Reading is to the mind what push ups are to the upper body and core. If you can do it, there has to be benefit.

wonderingwhy's avatar

Well, if they suffer from Alzheimer’s there are types (or perhaps it’s once one reaches a particular stage) that prevent them from remembering what they just read so, at least with that/at that point, reading would probably prove more frustrating/pointless than helpful.

You might want to try having them dictate a short story or something similar. I’m thinking I remember reading that in relation to the above, where that was still possible for (some) people suffering that particular effect and would obviously be a creative outlet.

gailcalled's avatar

Muy mother suffered from senlle dementia for the last four years of her life. It was curious; she read and enjoyed the paper every morning and she always had several novels going, from the inhouse library in her staged living facility.

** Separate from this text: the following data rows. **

Issue #444, opened 2024-07-17
Support `Transform` interpolation


janhohenheim:
- Should probably implement #263 first
- Closely related to https://github.com/bevyengine/bevy/issues/1259
- Take note of the fact that `GlobalTransform` is currently not updated between `FixedUpdate` calls: https://github.com/bevyengine/bevy/issues/7836
	- Should not be that important since it's a visual component and should be updated during the visual part of the frame

janhohenheim:
See my crate [`avian_interpolation`](https://github.com/janhohenheim/avian_interpolation) for a suggestion for how to handle this. It's not fit for being directly upstreamed as it completely removes the transform sync, which would be a much more controversial change, but it should be a good starting point. Another option is to just use [`bevy_transform_interpolation`](https://github.com/Jondolf/bevy_transform_interpolation) and accept the fact that it necessarily stores redundant data.

PR #512, opened 2024-09-10
Allow interpolation of scales

janhohenheim:
# Objective

For [`avian_interpolation`](https://github.com/janhohenheim/avian_interpolation), I want to have a clean separation between gameplay transforms and render transforms. Avian's best version of a gameplay scale is currently `Collider::scale`. However, this is not ergonomically interpolatable due to two reasons:
- `Collider::scale` is not initialized with the right scale, meaning that my observers that listen for its insertion will read wrong initial data, and
- It is automatically synced to the `GlobalTransform`, making it hard to change the `Transform` according to the `Collider::scale` without affecting it back in turn

Related to #444 

## Solution

- Set the `Collider::scale` correctly in its `on_add` hook
- Allow an opt-out via `SyncConfig`

---

## Changelog

- You can now opt-out of `Transform` to `Collider::scale` syncing by using the new `SyncConfig::transform_to_collider_scale` field.

### DIFF
--- a/src/collision/collider/backend.rs
+++ b/src/collision/collider/backend.rs
@@ -276,7 +276,9 @@ impl<C: ScalableCollider> Plugin for ColliderBackendPlugin<C> {
                     .in_set(PrepareSet::InitTransforms)
                     .after(init_transforms::<RigidBody>),
                 (
-                    update_collider_scale::<C>,
+                    update_collider_scale::<C>.run_if(|sync_config: Res<SyncConfig>| {
+                        sync_config.transform_to_collider_scale
+                    }),
                     update_collider_mass_properties::<C>,
                 )
                     .chain()
@@ -656,12 +658,7 @@ pub fn update_collider_scale<C: ScalableCollider>(
         // Child colliders
         Query<(&ColliderTransform, &mut C), (With<Parent>, Changed<ColliderTransform>)>,
     )>,
-    sync_config: Res<SyncConfig>,
 ) {
-    if !sync_config.transform_to_collider_scale {
-        return;
-    }
-
     // Update collider scale for root bodies
     for (transform, mut collider) in &mut colliders.p0() {
         #[cfg(feature = "2d")]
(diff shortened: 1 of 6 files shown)


janhohenheim:
@Jondolf could you help me out with the CI failure? With the `.into` it says that it is not needed for some features, but without it, we get this:
image
ofc I could just ignore the clippy lint, but I'd like to know how the rest of the Avian codebase does this. This is not a case of `.adjust_precision`, is it?

janhohenheim:
Yep, you were right :D

src/collision/collider/backend.rs
```diff
@@ -95,9 +95,53 @@ impl<C: ScalableCollider> Plugin for ColliderBackendPlugin<C> {
...
+                .copied()
+                .unwrap_or_default();
+            let global_transform = if existing_global_transform != GlobalTransform::IDENTITY {
+                // This collider was built deferred, probably via `ColliderConstructor`.
+                existing_global_transform
+            } else {
+                // This collider *may* have been `spawn`ed directly on a new entity.
+                // As such, its global transform is not yet available.
+                // You may notice that this will fail if the hierarchy's scale was updated in this
+                // frame. Remember that `GlobalTransform` is not updated inbetween fixed updates.
```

She spend many hours reading these books, but couldn’t remember the stories. After several weeks had passed she often checked out the same books.

She seemed marginally savvy about the news. Ditto for watching it on TV. It kept her engrossed during the broadcast. Afterwards, there was no memory.

I used to try to imagine what it must have been like. Certainly over the years, I have forgotten that I had seen some movies or read some books but I had nothing like the fog that she wandered through.

Jeruba's avatar

I don’t see how it can hurt. Under those circumstances “waste of time” seems like an odd concept. What else would be a better way for a person in that condition to spend time? If reading is possible and comfortable and satisfying, then why not read?

gailcalled's avatar

^^^ Exactly.

filmfann's avatar

One of my teachers died last year. In his obituary, the family mentioned that he had Alzheimer’s, and that he did the New York Times crossword every day. I felt they were trying to send a message that such activities are not a solution, but I am with @Jeruba. Any kind of activity has to have some benefit, even if it is just to fill the day.

JLeslie's avatar

If they enjoy reading I don’t see why anyone would want to prevent them from doing it. Even if they forget it all two minutes later.

Buttonstc's avatar

For several years I was a live-in caregiver for an elderly couple with different types and degrees of dementia.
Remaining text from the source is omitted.